Der Soziologe Niklas Luhmann hat versucht, den Kunstbetrieb zu beschreiben.
Er funktioniert als Subsystem der Gesellschaft neben anderen Subsystemen
(wie zum Beispiel der Wirtschaft), diesen vergleichbar nach ähnlichen Kriterien,
aber er bestimmt und reproduziert sich selbst aus sich heraus. Kunst kann nicht
mehr verstanden werden als Wachstumssaum von Kultur allgemein.

KÜNSTLERZOO IN DER FREIEN WILDBAHN DER NORMALITÄT?

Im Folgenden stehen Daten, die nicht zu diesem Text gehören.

PR #24682, opened 2017-11-05
Allow users to customize focus and active button states.

flachware:
This enhancement of the buttons mixin allows the user the following adjustments in `_variables.scss`:

- Adjust the percentages of the `:focus` and `:active` state color function
- Either 'lighten' or 'darken' the states by using a positive or negative value
- Mix 'lighten' and 'darken' states

### DIFF
--- a/scss/_variables.scss
+++ b/scss/_variables.scss
@@ -357,7 +357,11 @@ $btn-font-weight:             $font-weight-normal !default;
 $btn-box-shadow:              inset 0 1px 0 rgba($white, .15), 0 1px 1px rgba($black, .075) !default;
 $btn-focus-width:             $input-btn-focus-width !default;
 $btn-focus-box-shadow:        $input-btn-focus-box-shadow !default;
+$btn-focus-bg-lightness:      -7.5% !default;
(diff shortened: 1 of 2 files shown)


andresgalante:
Hi @johanneskrtek Thanks for sending this PR and giving it another shot.

To me having variables that get inserted into mixins are hard to understand.

@mdo mentioned that the focus stays as is, and I agree with him, I don't see the need to change it. But I'll let him decide on this PR.

johanneskrtek:
Hi @andresgalante, thanks for your review!

We could also pass `$btn-focus-bg-lightness` etc. as regular arguments to the mixin and do the color manipulation later, if that helps. This way we would not have to rely on global variables. Does that sound better to you?

If you think the focus and hover states should not be configurable at all, well, that’s another story. Imho users will either patch the Bootstrap mixin code then or move the button/button mixin code into their own source code and run the mixin with modified values there (in case they need to modify the states).

mdo:
Going to punt on this for now. We'll wait for more feedback on the mixins before adding all the params.

sekmo:
I think it would be a great addition! What's the current state? :-)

Nur durch das Kunstsystem kann sich Kunst als bestimmter Vollzug gesellschaftlicher
Kommunikation überhaupt ereignen. Ihre Formen können nur noch
aufgefasst werden als Unterscheidung an einer systemimmanenten Grenze, wo
Redundanz, Abweichung, Ungewissheit, Indifferenz immer neu festgelegt werden
müssen. Das Kunstsystem konstituiert sich durch seine eigene Theorie
und Praxis. Diese müssen sich immer neu ausdifferenzieren. Der Künstler ist
ein Äquilibrist. Alles ist möglich, aber nichts geht mehr.
Die Botschaft macht nur Sinn, wenn sie auch Ablehnungsbegriffe mit sich führt. Das
Werk wird zu einem Schritt, der gleich schon nach dem nächsten ruft,
nicht auf Dauer hin angelegt sein kann. Dauer erreicht es nur als Dokument,
als Spur des Schritts.
Kunst gibt sich heute hilflos gegenüber ihrer Umwandlung in einen Warenwert
und dessen Eigendynamik. Sie könnte sich entziehen durch Selbstauflösung.
Da ist es doch schlauer, sie spielt mit, aber nur noch als Dokument.
Die Betonung von Wirkung gegenüber Produktion, zeigt den Künstler
auch schon als arbeitsteiligen Dienstleister, der im Kooperativ mit Kurator,
Theoretiker, Sponsor und Galerist Kunst ermöglicht. Das Kooperativ
ist auch schon ein entscheidendes Publikum, ein erstes Publikum als Komplize.